Heres a more efficient version of the same code that fixes all of these problems:
/* 13 */
#define kNumColors 256
CTabHandlenewColorsHndl;
CTabPtr newColorsPtr;
short index, *p;
/* Allocate memory for the color table */
newColorsHndl = (CTabHandle) NewHandle(sizeof(ColorTable) +
sizeof(ColorSpec) * (kNumColors - 1));
if (newColorsHndl != nil) {
newColorsPtr = *newColorsHndl;
newColorsPtr->ctSeed = GetCTSeed();
newColorsPtr->ctFlags = 0;
newColorsPtr->ctSize = kNumColors - 1;
/* Initialize the table of colors */
p = (short *) newColorsPtr->ctTable;
index = 0;
do {
*p++ = index; /* value */
*p++ = someRedValue;
*p++ = someGreenValue;
*p++ = someBlueValue;
} while (++index < kNumColors);
}
Now, to be fair, Im sure the authors of that tech note wrote the code the way they did so that it would be clear to as many people as possible. After all, it is for instructional purposes. So please dont flame me for picking on them; with the exception of the inefficiencies in the example code, I happen to like that tech note a lot.
WRAPPING IT UP
Many Mac programmers Ive met have the impression that if youre programming in a high level language like C that many of the known assembly language peephole optimizations dont apply or cant be achieved because the compilers code generation is out of your control.
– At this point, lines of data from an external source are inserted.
PR #500, opened 2026-08-10
Fix Round 26: answers that look complete or name the wrong record

gasvn:
Six issues surfaced by three researcher personas (neuro-oncology, single-cell atlases/aging biology, transplant immunology), each CLI-verified against live APIs before any fix was written.

The shape this round hunted: a well-formed response that quietly stands in for a larger or different answer, leaving the caller no way to tell it is incomplete.

## Fixes

**CIViC — a gene-prefixed variant name returns the wrong, empty record** (`civic_tool.py`)
CIViC filters variant and molecular-profile names by substring and stores variants under a bare designation (`VIII`, profile `EGFR VIII`), but clinical writing joins gene and designation into one token (`EGFRvIII`). A joined token can never be a substring of the separated record, so:
- `civic_search_variants{gene_name:"EGFR", variant_name:"EGFRvIII"}` returned only an empty duplicate stub (id 1516, `molecularProfileScore 0.0`, no HGVS) and dropped the curated record (id 312, score 69.0).
- `civic_search_evidence_items{molecular_profile:"EGFRvIII"}` returned 1 of 7 reachable evidence items, losing the Rindopepimut (971), gefitinib/erlotinib (1128) and EGFR-TKI class (772) glioblastoma records.

Gene-prefixed names are now split and unioned with the bare designation, both spellings disclosed via the existing `normalization_note`. Entity-agnostic — the designation patterns require a character after the digits, so `ERBB2`/`TP53` never split. `molecular_profile:"BRAFV600E"` goes from 0 items to the full `BRAF V600E` set.

**OLS — `exact_match` did nothing and reported that it had** (`ols_tool.py`)
OLS4's `exact` flag selects *how* the query matches, not *what* it matches against; the default field set includes `description`, so "exact" matched nearly everything: `fibroblast`/cl returned 167 of 168 terms, `T cell`/cl returned 6803 including `mesenchymal stem cell`. The response then echoed `exact_match: true`, asserting a filter that had removed one result in 168. Constraining `queryFields` is what makes the flag restrictive (`label,synonym`; `obo_id,short_form,iri` for CURIE/IRI queries so identifier lookups keep working). `filters.exact_match_fields` now makes the claim checkable. Non-exact queries are byte-for-byte unchanged.

**FDA labels — every section silently cut at 2000 characters** (`fda_label_tool.py`)
A hard-coded, undocumented, non-overridable slice applied to all eleven prose sections. Prograf's `clinical_pharmacology` is 19,517 chars and its CYP3A5 expresser/non-expresser dosing guidance — the single most important tacrolimus dosing fact — sits ~6,600 chars in, so the tool reported in fluent prose that the tacrolimus label says nothing about CYP3A5, while its own description promised "all clinical sections". Truncation is now disclosed at the top level (`truncated`/`truncated_fields`/`truncation_note`) and the budget is caller-controllable via `max_section_chars`.

**FAERS — 100 rows described as "all"** (`openfda_adv_tool.py`)
Count queries sent no `limit`, so openFDA returned exactly its default 100 rows. Progressive multifocal leukoencephalopathy (561 reports) ranks 202nd for tacrolimus and was therefore absent — a false negative in a pharmacovigilance review. All 18 count tools now accept `limit` (default 100, max 1000) and report `result_count`/`truncated`; the fetch requests `limit+1` so an exactly-full page is not misreported as clipped. openFDA returns no grand total for count aggregations, so none is invented. Success shape changes from a bare list to an object to carry the disclosure.

**CPIC — advertised provenance URL did not reproduce the result** (`cpic_search_pairs_tool.py`)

While thats true for some of the low-level tricks, its certainly not true for all of them, as we have seen. Its just a matter of getting to know your compiler better so that you can coerce it to generate the optimal set of instructions. But if youre writing portable code, these types of CPU-dependent and compiler-dependent optimizations should probably not be used except in the 5% of your code that occupies 80% of the execution time (and even then youre probably going to want a per-CPU and per-compiler #ifdef so that you get optimal results on all CPUs and with all compilers).